#### [Task instructions]
All that is needed is every line of the listing below that has "ReflectionExtensions".

#### [The data]

- - - - -

PR #831, opened 2022-06-19
Fix #830 - Recognize Option, Value and Usage attributes on private members

### LINKED ISSUE #830: Allow private property options
I think that private properties should be considered when reflecting to get all option properties.

This would allow for exposing a different interface for specifying options to the CLI and the code, which can often be beneficial.

It is already possible for the library to use a public property with a private `init`/`set` so this seems more like an oversight than anything else.

Saalvage:
### Potential use cases:
- Requiring additional parsing which requires type or multiplicity changes and wanting to avoid exposing those `init`/`set`-only properties unnecessarily, as usage of the Options class from a programming interface should not rely on the parsing and instead assign the parsed properties directly.
- The ability to encapsulate functionality in the Options class without having to expose the properties directly.
- Not wanting to expose the `Usage` functionality to the programming interface.

### Additional arguments:
- It's already possible to use private `init`/`set` on a public property, so this seems more like an oversight (or the other way around!)
- I don't think there are any good reasons to uphold this restriction.

### DIFF
--- a/src/CommandLine/Core/ReflectionExtensions.cs
+++ b/src/CommandLine/Core/ReflectionExtensions.cs
@@ -15,7 +15,10 @@ namespace CommandLine.Core
     {
         public static IEnumerable<T> GetSpecifications<T>(this Type type, Func<PropertyInfo, T> selector)
         {
-            return from pi in type.FlattenHierarchy().SelectMany(x => x.GetTypeInfo().GetProperties())
+            return from pi in type.FlattenHierarchy()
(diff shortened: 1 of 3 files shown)


ericnewton76:
The point of the Options class was only to hold the parser results.  Its a single-use design, that implies you have the ability to make public all options so the parser can apply parsed items from the commandline.

I'm a little dubious on making the change but since it doesnt actually hurt anything it'll probably go through

And BTW, thank you for also submitting the tests.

- - - - -

#### [Solution to this problem]
--- a/src/CommandLine/Core/ReflectionExtensions.cs
+++ b/src/CommandLine/Core/ReflectionExtensions.cs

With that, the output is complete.